__PROBLEM__
From the records below, copy each line in which the string "when" occurs.
==================================================
PR #11464, opened 2025-06-03
refactor(parser): Reduce backtracking during type alias parsing

therewillbecode:
- Replace use of lookahead when parsing type alias declarations in favour of checkpoint and rewinds.
- Remove unnecessary backtracking when parsing type alias declarations.

Relates to  #11334  as part of reducing unnecessary backtracking in the parser.

### DIFF
--- a/crates/oxc_parser/src/ts/statement.rs
+++ b/crates/oxc_parser/src/ts/statement.rs
@@ -126,17 +126,12 @@ impl<'a> ParserImpl<'a> {
         let params = self.parse_ts_type_parameters();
==================================================
__OUTPUT__
- Replace use of lookahead when parsing type alias declarations in favour of checkpoint and rewinds.
- Remove unnecessary backtracking when parsing type alias declarations.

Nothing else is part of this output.